In the records below, the lines from the one with "Fun story, our" through the last are to be printed exactly, and nothing else.

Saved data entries
++++

PR #563, opened 2021-06-21
Add kube-vip as the internal load balancer

24sama:
Add kube-vip as the internal load balancer

I add 2 tasks of creating cluster that run on the master node. The task one `InstallLoadBalancer` generate a manifests yaml file, and save it in the `/etc/kubernetes/manifests/`. Then the kubelet will start up it as a static pod. Another task is uesd to ensure the manifests file is exists on every master node.


pkg/kubernetes/preinstall/prepull_images.go
```diff
@@ -73,6 +74,8 @@ func GetImage(mgr *manager.Manager, name string) images.Image {
 		// storage
 		"provisioner-localpv": {RepoAddr: mgr.Cluster.Registry.PrivateRegistry, Namespace: "openebs", Repo: "provisioner-localpv", Tag: "2.9.0", Group: kubekeyapiv1alpha1.Worker, Enable: false},
 		"linux-utils":         {RepoAddr: mgr.Cluster.Registry.PrivateRegistry, Namespace: "openebs", Repo: "linux-utils", Tag: "2.9.0", Group: kubekeyapiv1alpha1.Worker, Enable: false},
+		// load balancer
+		"kubevip": {RepoAddr: mgr.Cluster.Registry.PrivateRegistry, Namespace: "plndr", Repo: "kube-vip", Tag: "v0.3.5", Group: kubekeyapiv1alpha1.Master, Enable: true},
```
pixiake, line 78: I think this image is only pulled when `internalLoadBalancerEnabled` is `true`.

pkg/cluster/install/install.go
```diff
@@ -98,8 +98,10 @@ func ExecTasks(mgr *manager.Manager) error {
 		{Task: etcd.BackupEtcd, ErrMsg: "Failed to backup etcd data"},
 		{Task: GetClusterStatus, ErrMsg: "Failed to get cluster status"},
 		{Task: InstallKubeBinaries, ErrMsg: "Failed to install kube binaries"},
+		{Task: InstallLoadBalancer, ErrMsg: "Failed to install load balancer", Skip: isK3s || len(mgr.MasterNodes) == 1},
```
pixiake, line 101: K3s should also be supported.

24sama: oh, i will do it.

PR #564, opened 2021-06-28
fix: modify the shell scripts

24sama:
Use the `command -v tar` to check if the `tar` command is existed. And then, echo the diffrent  prompt.


24sama (commented):
done

PR #567, opened 2021-06-30
Feature: Add internal LB haproxy for kubernetes.

24sama:
This PR is to add a HA plan for creating cluster. This plan is the same as this repo [kubespray](https://github.com/kubernetes-sigs/kubespray/blob/master/docs/ha-mode.md). 

In short, the kubelet of each master nodes connects the local apiserver and the kubelet of each worker nodes connects the local haproxy server that proxy the traffic to every apiserver.

Now it's only support kubernetes, i will support the k3s as soon as possible.

### DIFF
--- a/pkg/kubernetes/config/v1beta2/kubeadm.go
+++ b/pkg/kubernetes/config/v1beta2/kubeadm.go
@@ -63,6 +63,9 @@ networking:
   serviceSubnet: {{ .ServiceSubnet }}
 apiServer:
   extraArgs:
+    {{- if .InternalLBDisabled }}
+    advertise-address: {{ .AdvertiseAddress }}
+    {{- end }}
 {{ toYaml .ApiServerArgs | indent 4}}
   certSANs:
     {{- range .CertSANs }}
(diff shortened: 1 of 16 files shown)


pkg/kubernetes/config/v1beta2/kubeadm.go
```diff
@@ -63,7 +63,9 @@ networking:
   serviceSubnet: {{ .ServiceSubnet }}
 apiServer:
   extraArgs:
+    {{- if .InternalLBDisabled }}
```
pixiake, line 66: `advertise-address` shouldn't exist here，this will result in only one api-endpoint.

pkg/kubernetes/nodes.go
```diff
@@ -131,3 +132,93 @@ func SetKubelet(mgr *manager.Manager, node *kubekeyapiv1alpha1.HostCfg) error {
...
+			if err != nil {
+				return errors.Wrap(errors.WithStack(err), "Failed to find /etc/kubernetes/admin.conf")
+			}
+			return errors.New("Failed to find /etc/kubernetes/admin.conf")
+		}
+	}
+
+	output2, err := mgr.Runner.ExecuteCmd("sudo -E /bin/sh -c \"[ -f ~/.kube/config ] && echo 'kubectl config is exists.' || echo 'kubectl config is not exists.'\"", 0, false)
+	if strings.Contains(output2, "kubectl config is exists.") {
+		if _, err := mgr.Runner.ExecuteCmd(fmt.Sprintf("sudo sed -i 's#server:.*#server: https://127.0.0.1:%s#g' ~/.kube/config", strconv.Itoa(mgr.Cluster.ControlPlaneEndpoint.Port)), 0, false); err != nil {
```
pixiake, line 214: I think it is possible to reduce the `sed` operation by modifying the rule (`127.0.0.1  lb.kubesphere.local`) in `/etc/hosts`.

Issue #602, opened 2021-08-02
flannel vxlan+Directrouting not working


shake:
HI 

I try to test flannel vxlan + Directrouting, 

  network:
    plugin: flannel
    flannel:
        backendMode: vxlan
        Directrouting: true

after deploy, not working. only vxlan.

 net-conf.json: |
    {
      "Network": "10.233.64.0/18",
      "Backend": {
        "Type": "vxlan"
      }
    }
---

rayzhou2017:
@zheng1 Please also check this issue.

pixiake:
https://github.com/kubesphere/kubekey/blob/fb0ad3ab9c613e8be318bd521c1d0ef2f48e1028/apis/kubekey/v1alpha1/network_types.go#L34

For flannel, at present, it only supports specifying `Backend`, but does not support the configuration of `Directrouting`.

shake:
ok, good idea. let my team try it.  this is Very good opportunity to enhance our ability.

PR #606, opened 2021-08-04
Add support for flannel vxlan+Directrouting

kinglong08:


kinglong08 (commented):
Add support flannel vxlan+Directrouting

FeynmanZhou:
I thinks this PR is fixing https://github.com/kubesphere/kubekey/issues/602

shake:
for flannel , vxlan support Directrouting, ipip also Directrouting.

https://github.com/flannel-io/flannel/blob/master/Documentation/backends.md

apis/kubekey/v1alpha1/network_types.go
```diff
@@ -32,7 +32,12 @@ type CalicoCfg struct {
 }
 
 type FlannelCfg struct {
-	BackendMode string `yaml:"backendMode" json:"backendMode,omitempty"`
+	BackendMode string     `yaml:"backendMode" json:"backendMode,omitempty"`
+	Backend     BackendCfg `yaml:"backend" json:"backend,omitempty"`
+}
+type BackendCfg struct {
```
24sama, line 38: According to this struct, we need to write our config yaml file like this:
```
network:
  plugin: flannel
  kubePodsCIDR: 10.233.64.0/18
  flannel:
    backendMode: vxlan
    backend:
      directRouting: true
```
So, I think it might be better just like the @shake issue comment #606:
```
network:
  plugin: flannel
  flannel:
    backendMode: vxlan
    directrouting: true
```

kinglong08: I tested it successfully like this.

```
network:
  plugin: flannel
  kubePodsCIDR: 10.233.64.0/18
  flannel:
    backend:
      type: vxlan
      directRouting: true
```

24sama: Your code is definitely correct.

24sama: The result of kk running is definitely correct. 

But according to your config yaml file will assign `vxlan` to the `type` field and the `BackendMode` is an empty string. 

In the `pkg/plugins/network/flannel/tmpl.go` the variable `{{ .BackendMode }}` value is `vxlan` caused by there is a default const named by `DefaultBackendMode` assigned to `BackendMode` when kk init.

In terms of convenience, i think it will more simple to confiure by the second way.

FeynmanZhou:
How's this PR going?

kinglong08 (commented):
Update support for flannel vxlan+Directrouting.
yaml config like this:

network:
    plugin: flannel
    flannel:
      backendMode: vxlan
      directRouting: true

24sama (commented):
Thanks for your contribution :wave::wave::wave:

PR #657, opened 2021-09-07
Supports installing docker and conatinerd using binaries

pixiake:
1. Supports automatic installation of docker / containerd /crictl according to the configuration of containerManager.
2. Automatically set cgroupDriver of kubelet according to cgroupDriver of each node‘s container runtime.
3. Remove global variables in installation, scaling, upgrade and renew crets.
4. Fix docker version parsing problem during upgrade.
5. Default kubernetes version: v1.20.10


pkg/util/manager/manager.go
```diff
@@ -22,40 +22,83 @@ import (
...
+	BootstrapToken string
+	CertificateKey string
+}
+
+// UpgradeStatus is used to store cluster upgrade status
+type UpgradeStatus struct {
+	CurrentVersions   map[string]string
+	CurrentVersionStr string
+	NextVersionStr    string
+	MU                sync.Mutex
```
24sama, line 85: The mgr will deep copy itself when exec task parallel, so the mutex should be define as a pointer. Otherwise, i think it will generate a new mutex after mgr.Copy().

pixiake: Done

FeynmanZhou:
> 1. Supports automatic installation of docker / containerd /crictl according to the configuration of containerManager.
> 2. Automatically set cgroupDriver of kubelet according to cgroupDriver of each node‘s container runtime.
> 3. Remove global variables in installation, scaling, upgrade and renew crets.
> 4. Fix docker version parsing problem during upgrade.
> 5. Default kubernetes version: v1.20.10
> 
> Signed-off-by: pixiake [guofeng@yunify.com](mailto:guofeng@yunify.com)

Is it suitable to include multiple updates in one PR? IMO, it is not efficient for reviewers.

FeynmanZhou:
@kubesphere/sig-installation  Do we need to release an Alpha version for this PR?

pixiake:
> Do we need to release an Alpha version for this PR?

Yes, I think we can release the alpha version with KubeSphere.

PR #3249, opened 2021-12-06
Fix repository specification: isRetracted -> retracted

jonasfj:
Fun story, our spec differs from the client implementation and our tests... This fixes the spec :rofl:


isoos (approved):

szakarias (approved):
Thanks

PR #3267, opened 2022-01-03
folder/* should not ignore the folder itself, only the contents

sigurdm:


jonasfj (approved):

lib/src/ignore.dart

++++

» Answer area:
Fun story, our spec differs from the client implementation and our tests... This fixes the spec :rofl:


isoos (approved):

szakarias (approved):
Thanks

PR #3267, opened 2022-01-03
folder/* should not ignore the folder itself, only the contents

sigurdm:


jonasfj (approved):

lib/src/ignore.dart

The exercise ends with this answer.